# Making a Background for Established Tank



## msclark1964 (Jul 23, 2011)

I want to make a Styrofoam background for my Cichlid tank. I have everything figured out EXCEPT the fact that the fish are already in the tank. Has anyone made a background and put it in with the fish in the tank? Or does anyone know if I can take them out for a few hours (put them in a smaller tank), install the background, and then put them back in? Any ideas or suggestions would be GREAT! My tank is 29 gallons.


----------



## hXcChic22 (Dec 26, 2009)

I would imagine you'd want to take them out (put them in any large container with the tank water and a bubble stone) during installation.


----------



## snyderguy (Feb 9, 2010)

Is the background premade or are you doing it yourself?


----------



## msclark1964 (Jul 23, 2011)

snyderguy said:


> Is the background premade or are you doing it yourself?


I'm making it myself.


----------



## snyderguy (Feb 9, 2010)

You'll have to start with a new tank most likely. The tank has to be completely dry and clean and has to sit for about a week with lots of rinsings to make sure it's safe for fish


----------



## Ladayen (Jun 20, 2011)

snyderguy said:


> You'll have to start with a new tank most likely. The tank has to be completely dry and clean and has to sit for about a week with lots of rinsings to make sure it's safe for fish


Agree with this. A DIY will probably just fall apart unless you let it set.


----------



## msclark1964 (Jul 23, 2011)

Ladayen said:


> Agree with this. A DIY will probably just fall apart unless you let it set.


I'm not using cement so the background won't raise the ph levels. Also, I have read that you can soak it for 48 hours in an ice chest then empty the tank and put it in, wait several hours and put the fish back. ??


----------



## Ladayen (Jun 20, 2011)

Hmm that may work. I'd give it a few rinsings as well.


----------



## snyderguy (Feb 9, 2010)

What products are you using then if you're not going to cement it down? The cement helps in keeping the styrofoam down. You still have to let the silicone set though for I'd say a good 24 hours to ensure that it won't give when you put water back in.


----------



## msclark1964 (Jul 23, 2011)

snyderguy said:


> What products are you using then if you're not going to cement it down? The cement helps in keeping the styrofoam down. You still have to let the silicone set though for I'd say a good 24 hours to ensure that it won't give when you put water back in.

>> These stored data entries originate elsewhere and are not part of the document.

PR #582, opened 2022-06-30
Split downloads by size

alishaevn:
ref: https://gitlab.com/notch8/palni-palci/-/issues/466

# expected behavior
### csv
- csv formatted exports will have a maximum of 1000 records per csv
- if there are multiple csv's, each one along with its related "files" folder, will be in its own zip file

### bagit
- bagit formatted exports will have a maximum of 1000 records per zip. 
  - there will still only be 1 work per csv, along with its child file sets
  - a single zip will contain multiple bags

### ui
- now that there are potentially several zip files created from a single export, there is a drop down of files on the index page
- selecting a zip file and then pressing "download" will download that particular zip file
- the same applies to the exporter show page

# demo
<details>
<summary> exporter index page </summary>

image
</details>

<details>
<summary> exporter show page </summary>

image
</details>

<details>
<summary> new file structure </summary>

image
</details>

### DIFF
--- a/app/controllers/bulkrax/exporters_controller.rb
+++ b/app/controllers/bulkrax/exporters_controller.rb
@@ -127,7 +127,7 @@ module Bulkrax
     # Download methods
 
     def file_path
-      @exporter.exporter_export_zip_path
+      "#{@exporter.exporter_export_zip_path}/#{params['exporter']['exporter_export_zip_files']}"
     end
   end
 end
--- a/app/models/concerns/bulkrax/export_behavior.rb
+++ b/app/models/concerns/bulkrax/export_behavior.rb
@@ -7,9 +7,6 @@ module Bulkrax
 
     def build_for_exporter
       build_export_metadata
-      # TODO(alishaevn): determine if the line below is still necessary
-      # the csv and bagit parsers also have write_files methods
-      write_files if export_type == 'full' && !importerexporter.parser_klass.include?('Bagit')
     rescue RSolr::Error::Http, CollectionsCreatedError => e
       raise e
     rescue StandardError => e
@@ -24,25 +21,6 @@ module Bulkrax
 
     def hyrax_record
       @hyrax_record ||= ActiveFedora::Base.find(self.identifier)
-    end
-
-    def write_files
-      return if hyrax_record.is_a?(Collection)
-
-      file_sets = hyrax_record.file_set? ? Array.wrap(hyrax_record) : hyrax_record.file_sets
-      file_sets << hyrax_record.thumbnail if hyrax_record.thumbnail.present? && hyrax_record.work? && exporter.include_thumbnails
-      file_sets.each do |fs|
-        path = File.join(exporter_export_path, 'files')
-        FileUtils.mkdir_p(path)
-        file = filename(fs)
-        require 'open-uri'
-        io = open(fs.original_file.uri)
-        next if file.blank?
-        File.open(File.join(path, file), 'wb') do |f|
-          f.write(io.read)
-          f.close
-        end
-      end
     end
 
     # Prepend the file_set id to ensure a unique filename and also one that is not longer than 255 characters
--- a/app/parsers/bulkrax/application_parser.rb
+++ b/app/parsers/bulkrax/application_parser.rb
@@ -262,10 +262,20 @@ module Bulkrax
     end
 
     def zip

I'm using paint and pool sand to give it texture.


----------



## Ladayen (Jun 20, 2011)

Erm.. do you mean normal paint bought at a hardware store?


----------



## snyderguy (Feb 9, 2010)

Be careful with what you use. I'd hate to hear your fish got poisoned cause of something cheap you bought.


----------



## msclark1964 (Jul 23, 2011)

Ladayen said:


> Erm.. do you mean normal paint bought at a hardware store?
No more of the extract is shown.